Schizophrenia is a complex brain disorder with genetic and environmental factors contributing to its etiology. Complement C4 genes are schizophrenia susceptibility loci and are activated in response to infections and gut microbiome imbalances. We hypothesize that C4 genetic susceptibility predisposes individuals to neuropathological effects from pathogen exposures or a microbiome in dysbiosis. In 214 individuals with schizophrenia and 123 non-psychiatric controls, we examined C4 gene copy number and haplotype groups for associations with schizophrenia and microbial plasma biomarkers. C4A copy number and haplotypes containing HERV-K insertions (C4A-long; C4AL-C4AL) conferred elevated odds ratios for schizophrenia diagnoses (OR 1.58-2.56, p < 0.0001), while C4B-short (C4BS) haplogroups conferred decreased odds (OR 0.43, p < 0.0001). Haplogroup-microbe combinations showed extensive associations with schizophrenia including C4AL with Candida albicans IgG (OR 2.16, p < 0.0005), C4AL-C4BL with cytomegalovirus (CMV) IgG (OR 1.79, p < 0.008), C4BS with lipopolysaccharide-binding protein (LBP) (OR 1.18, p < 0.0001), and C4AL-C4AL with Toxoplasma gondii IgG (OR = 17.67, p < 0.0001). In controls, only one haplogroup-microbe combination was significant: C4BS with CMV IgG (OR 0.52, p < 0.02). In schizophrenia only, LBP and CMV IgG levels were inversely correlated with C4A and C4S copy numbers, respectively (R2 = 0.13-0.16, p < 0.0001). C4 haplogroups were associated with altered scores of cognitive functioning in both cases and controls and with psychiatric symptom scores in schizophrenia. Our findings link complement C4 genes with a susceptibility to infections and a dysbiotic microbiome in schizophrenia. These results support immune system mechanisms by which gene-environmental interactions may be operative in schizophrenia.

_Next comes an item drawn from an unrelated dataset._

Issue #1202, opened 2025-07-06
[BUG] Attributes with the same name can be created with different types


nitnelave:
When creating a user and group attribute, they can have different types. However, the LDAP spec requires each named attribute to have a single associated type.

Effects of complement gene-set polygenic risk score on brain volume and cortical measures in patients with psychotic disorders and healthy controls

Multiple genome-wide association studies of schizophrenia have reported associations between genetic variants within the MHC region and disease risk, an association that has been partially accounted for by alleles of the complement component 4 (C4) gene. Following on previous findings of association between both C4 and other complement-related variants and memory function, we tested the hypothesis that polygenic scores calculated based on identified schizophrenia risk alleles within the "complement" system would be broadly associated with memory function and associated brain structure. We tested this using a polygenic risk score (PRS) calculated for complement genes, but excluding C4 variants. Higher complement-based PRS scores were observed to be associated with lower memory scores for the sample as a whole (N = 620, F change = 8.25; p = .004). A significant association between higher PRS and lower hippocampal volume was also observed (N = 216, R² change = 0.016, p = .015). However, after correcting for further testing of association with the more general indices of cortical thickness, surface area or total brain volume, none of which were associated with complement, the association with hippocampal volume became non-significant. A post-hoc analysis of hippocampal subfields suggested an association between complement PRS and several hippocampal subfields, findings that appeared to be particularly driven by the patient sample. In conclusion, our study yielded suggestive evidence of association between complement-based schizophrenia PRS and variation in memory function and hippocampal volume.